The expected result is the material below, reproduced exactly from its first line through the line containing "- On each request, check".

> EXTRACTED MATERIAL
* * *

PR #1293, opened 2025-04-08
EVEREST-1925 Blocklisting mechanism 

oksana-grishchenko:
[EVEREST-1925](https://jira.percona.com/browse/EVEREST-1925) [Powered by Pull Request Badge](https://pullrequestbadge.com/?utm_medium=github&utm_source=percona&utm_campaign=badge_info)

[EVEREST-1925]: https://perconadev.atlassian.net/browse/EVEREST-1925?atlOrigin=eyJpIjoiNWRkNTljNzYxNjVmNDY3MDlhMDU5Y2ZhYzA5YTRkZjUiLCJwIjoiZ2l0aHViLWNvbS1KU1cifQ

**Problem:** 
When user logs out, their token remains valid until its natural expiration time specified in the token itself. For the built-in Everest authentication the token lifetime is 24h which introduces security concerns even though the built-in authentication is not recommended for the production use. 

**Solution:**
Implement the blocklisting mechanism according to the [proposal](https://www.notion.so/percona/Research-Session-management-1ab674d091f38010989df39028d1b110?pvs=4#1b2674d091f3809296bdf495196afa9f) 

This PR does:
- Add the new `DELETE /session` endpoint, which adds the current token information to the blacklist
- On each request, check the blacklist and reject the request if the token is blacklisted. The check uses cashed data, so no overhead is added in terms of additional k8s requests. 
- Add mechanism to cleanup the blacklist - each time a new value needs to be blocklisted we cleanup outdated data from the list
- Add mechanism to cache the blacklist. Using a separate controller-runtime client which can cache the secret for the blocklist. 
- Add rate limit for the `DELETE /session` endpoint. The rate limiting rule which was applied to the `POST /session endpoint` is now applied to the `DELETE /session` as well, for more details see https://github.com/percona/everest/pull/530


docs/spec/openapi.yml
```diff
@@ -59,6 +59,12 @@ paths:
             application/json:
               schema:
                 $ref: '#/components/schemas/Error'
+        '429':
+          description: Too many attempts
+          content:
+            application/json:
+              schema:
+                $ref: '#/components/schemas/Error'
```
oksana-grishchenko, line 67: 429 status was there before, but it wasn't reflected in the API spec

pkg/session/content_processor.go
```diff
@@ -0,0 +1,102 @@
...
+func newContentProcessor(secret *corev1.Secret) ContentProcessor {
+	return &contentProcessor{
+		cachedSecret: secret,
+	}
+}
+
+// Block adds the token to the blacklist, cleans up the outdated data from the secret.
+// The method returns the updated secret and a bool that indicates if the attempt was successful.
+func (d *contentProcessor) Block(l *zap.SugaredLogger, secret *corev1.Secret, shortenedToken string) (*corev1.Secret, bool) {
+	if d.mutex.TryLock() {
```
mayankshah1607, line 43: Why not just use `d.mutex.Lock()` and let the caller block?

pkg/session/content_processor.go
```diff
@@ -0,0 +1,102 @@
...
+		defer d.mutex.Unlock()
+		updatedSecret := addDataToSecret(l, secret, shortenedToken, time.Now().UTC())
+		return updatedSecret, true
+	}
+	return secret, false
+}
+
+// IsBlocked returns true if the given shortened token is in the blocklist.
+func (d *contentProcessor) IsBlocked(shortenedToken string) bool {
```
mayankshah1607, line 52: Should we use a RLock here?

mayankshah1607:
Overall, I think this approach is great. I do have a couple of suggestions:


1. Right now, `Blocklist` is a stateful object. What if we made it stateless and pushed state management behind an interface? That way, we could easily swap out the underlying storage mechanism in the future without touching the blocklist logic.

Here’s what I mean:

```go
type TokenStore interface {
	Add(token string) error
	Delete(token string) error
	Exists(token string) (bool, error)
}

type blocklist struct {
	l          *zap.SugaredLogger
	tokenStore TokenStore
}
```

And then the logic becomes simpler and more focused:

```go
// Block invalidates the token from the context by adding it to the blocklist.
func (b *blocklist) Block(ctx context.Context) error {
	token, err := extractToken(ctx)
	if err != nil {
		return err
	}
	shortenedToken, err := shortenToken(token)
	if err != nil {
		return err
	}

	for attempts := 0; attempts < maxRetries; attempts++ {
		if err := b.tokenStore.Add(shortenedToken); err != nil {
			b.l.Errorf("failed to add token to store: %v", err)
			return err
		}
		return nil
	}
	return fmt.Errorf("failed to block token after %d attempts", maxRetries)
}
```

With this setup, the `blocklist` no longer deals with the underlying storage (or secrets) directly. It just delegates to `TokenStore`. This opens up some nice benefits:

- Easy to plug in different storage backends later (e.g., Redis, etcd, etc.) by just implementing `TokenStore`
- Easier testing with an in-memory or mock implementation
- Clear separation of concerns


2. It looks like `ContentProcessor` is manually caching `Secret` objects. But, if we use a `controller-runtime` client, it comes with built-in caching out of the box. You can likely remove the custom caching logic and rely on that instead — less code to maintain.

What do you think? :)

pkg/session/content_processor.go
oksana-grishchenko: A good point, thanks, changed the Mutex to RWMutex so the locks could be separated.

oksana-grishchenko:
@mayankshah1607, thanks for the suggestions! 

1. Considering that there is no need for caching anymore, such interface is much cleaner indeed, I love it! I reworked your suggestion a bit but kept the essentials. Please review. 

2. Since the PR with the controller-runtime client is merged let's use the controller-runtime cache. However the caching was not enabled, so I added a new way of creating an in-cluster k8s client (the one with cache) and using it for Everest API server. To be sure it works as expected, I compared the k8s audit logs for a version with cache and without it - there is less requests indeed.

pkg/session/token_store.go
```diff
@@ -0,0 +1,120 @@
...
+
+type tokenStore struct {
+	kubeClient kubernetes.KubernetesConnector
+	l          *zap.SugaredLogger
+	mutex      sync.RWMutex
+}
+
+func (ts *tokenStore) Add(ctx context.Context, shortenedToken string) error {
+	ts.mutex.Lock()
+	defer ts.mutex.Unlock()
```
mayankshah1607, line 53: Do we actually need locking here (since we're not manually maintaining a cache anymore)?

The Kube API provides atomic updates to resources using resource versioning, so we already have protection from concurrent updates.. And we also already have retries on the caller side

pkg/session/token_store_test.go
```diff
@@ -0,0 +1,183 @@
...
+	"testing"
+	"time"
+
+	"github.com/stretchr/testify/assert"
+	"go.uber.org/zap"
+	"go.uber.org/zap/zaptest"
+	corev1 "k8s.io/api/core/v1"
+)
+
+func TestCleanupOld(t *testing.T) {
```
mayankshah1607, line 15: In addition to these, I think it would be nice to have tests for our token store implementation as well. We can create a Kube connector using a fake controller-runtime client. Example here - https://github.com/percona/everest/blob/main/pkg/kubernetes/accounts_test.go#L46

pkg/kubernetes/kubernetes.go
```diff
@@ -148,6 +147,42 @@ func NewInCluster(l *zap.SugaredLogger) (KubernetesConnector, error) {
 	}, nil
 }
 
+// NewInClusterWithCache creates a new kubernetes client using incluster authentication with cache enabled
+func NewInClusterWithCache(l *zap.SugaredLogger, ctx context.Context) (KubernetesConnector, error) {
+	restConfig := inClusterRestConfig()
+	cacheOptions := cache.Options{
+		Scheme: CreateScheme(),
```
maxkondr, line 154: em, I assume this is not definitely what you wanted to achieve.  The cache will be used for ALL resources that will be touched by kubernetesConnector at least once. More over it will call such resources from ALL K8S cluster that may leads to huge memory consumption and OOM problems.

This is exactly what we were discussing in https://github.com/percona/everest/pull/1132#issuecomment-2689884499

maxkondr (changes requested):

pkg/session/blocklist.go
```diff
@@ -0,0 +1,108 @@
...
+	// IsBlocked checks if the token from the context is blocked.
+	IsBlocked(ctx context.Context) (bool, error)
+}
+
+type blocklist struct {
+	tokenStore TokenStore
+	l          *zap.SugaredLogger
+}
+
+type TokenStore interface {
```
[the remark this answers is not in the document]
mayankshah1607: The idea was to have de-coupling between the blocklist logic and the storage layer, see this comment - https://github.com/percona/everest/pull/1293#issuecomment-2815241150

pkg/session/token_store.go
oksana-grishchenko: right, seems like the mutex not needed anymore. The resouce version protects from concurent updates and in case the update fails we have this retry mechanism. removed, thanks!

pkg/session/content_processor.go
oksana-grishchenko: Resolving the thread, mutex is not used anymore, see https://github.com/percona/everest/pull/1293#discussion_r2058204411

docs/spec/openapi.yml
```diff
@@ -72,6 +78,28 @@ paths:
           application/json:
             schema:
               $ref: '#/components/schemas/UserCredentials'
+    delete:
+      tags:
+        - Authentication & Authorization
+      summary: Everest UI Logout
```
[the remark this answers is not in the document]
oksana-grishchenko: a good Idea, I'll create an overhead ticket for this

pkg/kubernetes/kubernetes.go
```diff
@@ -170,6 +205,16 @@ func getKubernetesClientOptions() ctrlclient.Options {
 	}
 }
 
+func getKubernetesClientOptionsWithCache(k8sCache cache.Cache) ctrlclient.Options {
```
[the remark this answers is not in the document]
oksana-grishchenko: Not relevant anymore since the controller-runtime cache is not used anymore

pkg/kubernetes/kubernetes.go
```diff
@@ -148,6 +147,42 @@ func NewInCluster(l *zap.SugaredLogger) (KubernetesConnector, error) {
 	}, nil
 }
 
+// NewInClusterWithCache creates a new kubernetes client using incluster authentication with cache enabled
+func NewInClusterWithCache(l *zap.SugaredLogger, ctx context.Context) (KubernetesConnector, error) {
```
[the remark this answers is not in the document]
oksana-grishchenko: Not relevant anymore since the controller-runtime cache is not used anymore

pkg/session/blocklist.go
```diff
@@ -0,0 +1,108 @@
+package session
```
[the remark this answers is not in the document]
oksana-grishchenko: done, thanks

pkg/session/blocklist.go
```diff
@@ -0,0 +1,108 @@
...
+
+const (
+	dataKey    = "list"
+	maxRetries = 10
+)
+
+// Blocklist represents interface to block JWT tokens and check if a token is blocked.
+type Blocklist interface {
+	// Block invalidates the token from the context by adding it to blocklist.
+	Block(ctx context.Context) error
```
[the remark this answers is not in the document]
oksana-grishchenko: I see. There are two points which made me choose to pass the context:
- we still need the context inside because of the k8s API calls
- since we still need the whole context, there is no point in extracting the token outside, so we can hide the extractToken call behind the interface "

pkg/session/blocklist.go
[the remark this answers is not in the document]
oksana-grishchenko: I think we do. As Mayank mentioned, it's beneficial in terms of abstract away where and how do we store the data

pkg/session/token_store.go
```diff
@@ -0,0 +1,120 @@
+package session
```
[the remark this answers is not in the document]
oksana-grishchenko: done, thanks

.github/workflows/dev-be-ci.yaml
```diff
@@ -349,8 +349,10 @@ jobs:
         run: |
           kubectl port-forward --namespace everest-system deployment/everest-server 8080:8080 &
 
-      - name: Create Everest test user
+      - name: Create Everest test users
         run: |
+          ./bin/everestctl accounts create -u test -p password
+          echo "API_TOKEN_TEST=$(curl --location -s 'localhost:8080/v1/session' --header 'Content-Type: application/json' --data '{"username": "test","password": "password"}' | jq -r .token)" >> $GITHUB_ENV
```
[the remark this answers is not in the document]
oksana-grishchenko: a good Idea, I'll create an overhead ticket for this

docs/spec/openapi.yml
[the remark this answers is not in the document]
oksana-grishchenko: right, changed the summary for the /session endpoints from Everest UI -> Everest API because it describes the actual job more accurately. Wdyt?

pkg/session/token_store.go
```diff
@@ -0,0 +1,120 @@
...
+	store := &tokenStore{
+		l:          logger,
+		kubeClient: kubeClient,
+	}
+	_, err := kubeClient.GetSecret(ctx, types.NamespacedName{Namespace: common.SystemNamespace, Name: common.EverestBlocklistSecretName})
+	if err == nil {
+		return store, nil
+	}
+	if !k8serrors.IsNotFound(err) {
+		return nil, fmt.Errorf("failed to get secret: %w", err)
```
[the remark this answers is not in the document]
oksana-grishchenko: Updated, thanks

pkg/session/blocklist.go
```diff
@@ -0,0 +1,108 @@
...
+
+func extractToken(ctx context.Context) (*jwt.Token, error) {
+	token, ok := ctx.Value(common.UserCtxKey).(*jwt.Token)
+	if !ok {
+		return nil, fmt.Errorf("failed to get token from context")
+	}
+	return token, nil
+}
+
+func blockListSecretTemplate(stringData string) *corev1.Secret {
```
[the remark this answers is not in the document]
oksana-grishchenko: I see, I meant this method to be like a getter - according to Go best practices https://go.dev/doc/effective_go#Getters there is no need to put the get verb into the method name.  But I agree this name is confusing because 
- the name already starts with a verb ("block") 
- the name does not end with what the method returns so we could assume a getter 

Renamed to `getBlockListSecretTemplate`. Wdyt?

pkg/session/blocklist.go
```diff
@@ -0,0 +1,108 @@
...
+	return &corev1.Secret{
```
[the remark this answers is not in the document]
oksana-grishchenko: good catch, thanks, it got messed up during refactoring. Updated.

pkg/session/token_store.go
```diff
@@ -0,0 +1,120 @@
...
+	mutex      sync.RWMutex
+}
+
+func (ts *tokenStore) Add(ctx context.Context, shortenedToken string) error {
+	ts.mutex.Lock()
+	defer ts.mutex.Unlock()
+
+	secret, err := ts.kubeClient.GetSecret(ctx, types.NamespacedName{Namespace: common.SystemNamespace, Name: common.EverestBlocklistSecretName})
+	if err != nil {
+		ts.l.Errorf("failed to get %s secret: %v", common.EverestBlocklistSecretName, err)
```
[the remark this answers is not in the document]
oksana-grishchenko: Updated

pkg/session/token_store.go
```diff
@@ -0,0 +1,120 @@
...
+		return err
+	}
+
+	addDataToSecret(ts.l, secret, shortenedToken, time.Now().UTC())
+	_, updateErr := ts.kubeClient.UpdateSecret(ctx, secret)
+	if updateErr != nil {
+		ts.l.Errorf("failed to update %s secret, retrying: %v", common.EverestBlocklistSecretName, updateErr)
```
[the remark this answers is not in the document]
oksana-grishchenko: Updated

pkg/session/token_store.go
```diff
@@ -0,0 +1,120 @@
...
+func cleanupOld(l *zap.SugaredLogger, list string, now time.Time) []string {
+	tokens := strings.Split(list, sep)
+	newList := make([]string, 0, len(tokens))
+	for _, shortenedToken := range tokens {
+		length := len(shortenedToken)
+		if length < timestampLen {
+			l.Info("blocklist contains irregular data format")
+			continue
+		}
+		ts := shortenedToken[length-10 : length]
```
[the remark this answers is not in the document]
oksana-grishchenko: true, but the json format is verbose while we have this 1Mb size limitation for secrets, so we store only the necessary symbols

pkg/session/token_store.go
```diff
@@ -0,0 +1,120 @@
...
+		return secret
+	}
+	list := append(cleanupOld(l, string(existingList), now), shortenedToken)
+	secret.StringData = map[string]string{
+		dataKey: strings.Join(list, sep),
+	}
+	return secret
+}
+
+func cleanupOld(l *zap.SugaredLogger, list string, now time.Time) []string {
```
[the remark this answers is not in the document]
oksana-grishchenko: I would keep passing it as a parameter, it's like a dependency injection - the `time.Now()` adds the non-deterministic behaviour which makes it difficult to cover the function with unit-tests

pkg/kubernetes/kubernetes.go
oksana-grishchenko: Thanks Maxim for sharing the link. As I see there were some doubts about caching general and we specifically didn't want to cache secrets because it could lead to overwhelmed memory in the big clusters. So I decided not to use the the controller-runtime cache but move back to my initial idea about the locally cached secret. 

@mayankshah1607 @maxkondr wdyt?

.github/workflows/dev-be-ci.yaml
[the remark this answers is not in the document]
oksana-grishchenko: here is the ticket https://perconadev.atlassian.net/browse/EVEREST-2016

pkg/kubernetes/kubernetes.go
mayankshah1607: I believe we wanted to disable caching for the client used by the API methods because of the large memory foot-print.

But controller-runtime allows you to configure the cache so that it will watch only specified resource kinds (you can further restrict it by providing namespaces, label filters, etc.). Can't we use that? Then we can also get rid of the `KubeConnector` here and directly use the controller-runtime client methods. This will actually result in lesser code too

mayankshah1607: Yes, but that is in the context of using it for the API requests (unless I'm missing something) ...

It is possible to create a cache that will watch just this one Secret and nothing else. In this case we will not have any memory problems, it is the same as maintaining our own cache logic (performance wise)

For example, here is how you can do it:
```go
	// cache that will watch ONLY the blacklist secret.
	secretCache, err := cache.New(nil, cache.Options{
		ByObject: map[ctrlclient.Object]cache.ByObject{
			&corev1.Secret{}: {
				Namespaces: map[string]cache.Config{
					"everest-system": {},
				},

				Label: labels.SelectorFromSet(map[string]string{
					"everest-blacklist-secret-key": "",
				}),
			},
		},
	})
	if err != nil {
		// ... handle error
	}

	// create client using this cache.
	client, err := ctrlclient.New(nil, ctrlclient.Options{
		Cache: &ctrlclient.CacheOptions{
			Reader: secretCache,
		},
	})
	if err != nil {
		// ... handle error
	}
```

* * *

> SOLUTION FOR THIS EXERCISE
PR #1293, opened 2025-04-08
EVEREST-1925 Blocklisting mechanism 

oksana-grishchenko:
[EVEREST-1925](https://jira.percona.com/browse/EVEREST-1925) [Powered by Pull Request Badge](https://pullrequestbadge.com/?utm_medium=github&utm_source=percona&utm_campaign=badge_info)

[EVEREST-1925]: https://perconadev.atlassian.net/browse/EVEREST-1925?atlOrigin=eyJpIjoiNWRkNTljNzYxNjVmNDY3MDlhMDU5Y2ZhYzA5YTRkZjUiLCJwIjoiZ2l0aHViLWNvbS1KU1cifQ

**Problem:** 
When user logs out, their token remains valid until its natural expiration time specified in the token itself. For the built-in Everest authentication the token lifetime is 24h which introduces security concerns even though the built-in authentication is not recommended for the production use. 

**Solution:**
Implement the blocklisting mechanism according to the [proposal](https://www.notion.so/percona/Research-Session-management-1ab674d091f38010989df39028d1b110?pvs=4#1b2674d091f3809296bdf495196afa9f) 

This PR does:
- Add the new `DELETE /session` endpoint, which adds the current token information to the blacklist
- On each request, check the blacklist and reject the request if the token is blacklisted. The check uses cashed data, so no overhead is added in terms of additional k8s requests. 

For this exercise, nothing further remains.